> **Work to complete**: Find every line containing "folder" in the records below and report the tally as a bare number.

[[ Extracted material open ]]

PR #540, opened 2022-08-16
feat: Merqury

fgvieira:
### QC

* [x] I confirm that:


bio/merqury/test/Snakefile
```diff
@@ -0,0 +1,61 @@
...
+        qv="results/haploid/out.qv",
+        spectra_asm_hist="results/haploid/out.spectra_asm.hist",
+        spectra_asm_ln_png="results/haploid/out.spectra_asm.png",
+        fas1_only_bed="results/haploid/hap1.bed",
+        fas1_only_wig="results/haploid/hap1.wig",
+        fas1_only_hist="results/haploid/hap1.hist",
+        fas1_qv="results/haploid/hap1.qv",
+        fas1_spectra_hist="results/haploid/hap1.spectra.hist",
+        fas1_spectra_ln_png="results/haploid/hap1.spectra.png",
+        logs=directory("logs/haploid/"),
```
johanneskoester, line 20: Is this really an output or rather should be put into log?

bio/merqury/wrapper.py
```diff
@@ -0,0 +1,104 @@
...
+        shell("cat out.spectra-cn.ln.png > {snakemake.output.spectra_cn_ln_png}")
+    if snakemake.output.get("spectra_cn_fl_png"):
+        shell("cat out.spectra-cn.fl.png > {snakemake.output.spectra_cn_fl_png}")
+    if snakemake.output.get("spectra_cn_st_png"):
+        shell("cat out.spectra-cn.st.png > {snakemake.output.spectra_cn_st_png}")
+
+    if snakemake.output.get("hapmers_count"):
+        shell("cat out.hapmers.count > {snakemake.output.hapmers_count}")
+    if snakemake.output.get("hapmers_png"):
+        shell("cat out.hapmers.blob.png > {snakemake.output.hapmers_png}")
```
johanneskoester, line 65: Maybe use mv for all of these? That would be faster than cat and pipe.

johanneskoester (changes requested):

bio/merqury/wrapper.py
fgvieira: I switched PNG output files to `mv`. As for the others, what if the user wants to pipe the outputs?

bio/merqury/test/Snakefile
fgvieira: This program is a bit of a mess... saves all outputs and logs to the `cwd`, and most output names are hard coded (that is why I recommend running it as a shadow rule). Among those, it creates a `log` folder with a couple of log files inside. I guess I could specify several log files... Do you think that would be cleaner?

bio/merqury/wrapper.py
johanneskoester: Good point.

bio/merqury/test/Snakefile
johanneskoester: Or add that folder to the log directive.

bio/merqury/test/Snakefile
```diff
@@ -0,0 +1,65 @@
...
+    log:
+        "logs/haploid.log",
+    threads: 1
+    shadow:
+        "minimal"
```
johanneskoester, line 25: Instead of shadow, I'd rather let the tool itself run in a temp dir as cwd. This way, the complexity is hidden from the user.

bio/merqury/test/Snakefile
fgvieira: But then cannot use `log_shell_fmt`, right?

bio/merqury/test/Snakefile
fgvieira: It got a bit messy, but it should work. :smile:

bio/merqury/test/Snakefile
johanneskoester: yes, atm that is true

johanneskoester: but I think that is worth it.

fgvieira: Ok, just pushed new changes.

bio/merqury/wrapper.py
```diff
@@ -0,0 +1,138 @@
...
+            out = cwd / out
+            shell("mv {out_prefix}.{prefix}.spectra-cn.ln.png {out}")
+        out = snakemake.output.get(f"fas{fas}_spectra_fl_png")
+        if out:
+            out = cwd / out
+            shell("mv {out_prefix}.{prefix}.spectra-cn.fl.png {out}")
+        out = snakemake.output.get(f"fas{fas}_spectra_st_png")
+        if out:
+            out = cwd / out
+            shell("mv {out_prefix}.{prefix}.spectra-cn.st.png {out}")
```
johanneskoester, line 138: Sorry, another request, I just noticed this. This is all very similar code. I'd say just turn this into one or a few functions and call them in a loop over the file suffixes.

johanneskoester (changes requested):

bio/merqury/wrapper.py
fgvieira: Done

johanneskoester (approved):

[[ Extracted material closed ]]

> **Response to this exercise**: 2